A powerful argument against Senator Clinton.

"I remember disembarking at the Sarajevo airport in the summer of 1992 after an agonizing flight on a U.N. relief plane that had had to "corkscrew" its downward approach in order to avoid Serbian flak and ground fire. As I hunched over to scuttle the distance to the terminal, a mortar shell fell as close to me as I ever want any mortar shell to fall. The vicious noise it made is with me still. And so is the shock I felt at seeing a civilized and multicultural European city bombarded round the clock by an ethno-religious militia under the command of fascistic barbarians... I can tell you for an absolute certainty that it would be quite impossible to imagine that one had undergone that experience at the airport if one actually had not. Yet Sen. Clinton, given repeated chances to modify her absurd claim to have operated under fire while in the company of her then-16-year-old daughter and a USO entertainment troupe, kept up a stone-faced and self-loving insistence that, yes, she had exposed herself to sniper fire... Let the memory of the truth, and the exposure of the lie, at least make us resolve that no Clinton ever sees the inside of the White House again."
-Christopher Hitchens, Slate

Edna St. Vincent Millay

Poetry month is here, my friends! Spring is here! Jhumpa Lahiri's new book is here! Love may be in the air, but love of literature is even more pungent.

In honor of all this joy, I will be celebrating some of my favorite poets and poems. And to begin, here is a sonnet by the incomparable Edna St. Vincent Millay (Learn more about her here). I hold her very dear to my heart. Of all her poems- and there are many to treasure- it is her sonnets for which she is best remembered, in part because they are so masterful.
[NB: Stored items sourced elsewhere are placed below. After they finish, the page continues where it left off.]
PR #92, opened 2020-09-15
Font Rework and SVG Generation

dmadison:
This PR overhauls how fonts are handled in the SCAD assembly, and adds a font generation feature for rendering SVG font files for cutting. The goal is to make it easy to generate custom split-flap fonts for desktop cutting machines (Cricut, Silhouette, etc.).

Changes:
* Added parametric font generation to SVG, for cutting your own letters (`generate_fonts.py` and `font_generator.scad`)
* Letter rendering is now handled by a single function, with an argument to trim and position for either top or bottom 
* Letter geometry / position now matches flap geometry, so both `flap()` and `flap_letter()` can be called from the same point without additional transformations
* Letters are now trimmed to flap outlines exactly, rather than using a 2D exclusion area for the opposite flap
* Fixed vertical text alignment and baseline position. Characters like ',' and '.' now sit at the baseline, and characters like 'Q' and 'j' can extend below it
* Letters are now parameterized (`flap_fonts.scad`):
    * Font selection
    * Letter scaling (X/Y)
    * Letter position offsets (X/Y from center)
* Letter position can now optionally compensate for the gap between flaps (`letter_gap_comp`)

Millay was usually vigilant about meter, but here she veers off at times, as some lines are 11 syllables and some are ten. Because she strictly adhered to the norms of iambic pentameter, what do you, my fair readers, make of her choice here not to (and of course, it is a choice)? I hope we can engage in a dialogue about this and other poems in the weeks to come. Enjoy!

Love is Not All
by Edna St. Vincent Millay

Love is not all: It is not meat nor drink
Nor slumber nor a roof against the rain,
Nor yet a floating spar to men that sink
and rise and sink and rise and sink again.
Love cannot fill the thickened lung with breath
Nor clean the blood, nor set the fractured bone;
Yet many a man is making friends with death
even as I speak, for lack of love alone.
It well may be that in a difficult hour,
pinned down by need and moaning for release
or nagged by want past resolution's power,
I might be driven to sell your love for peace,
Or trade the memory of this night for food.
It may well be. I do not think I would.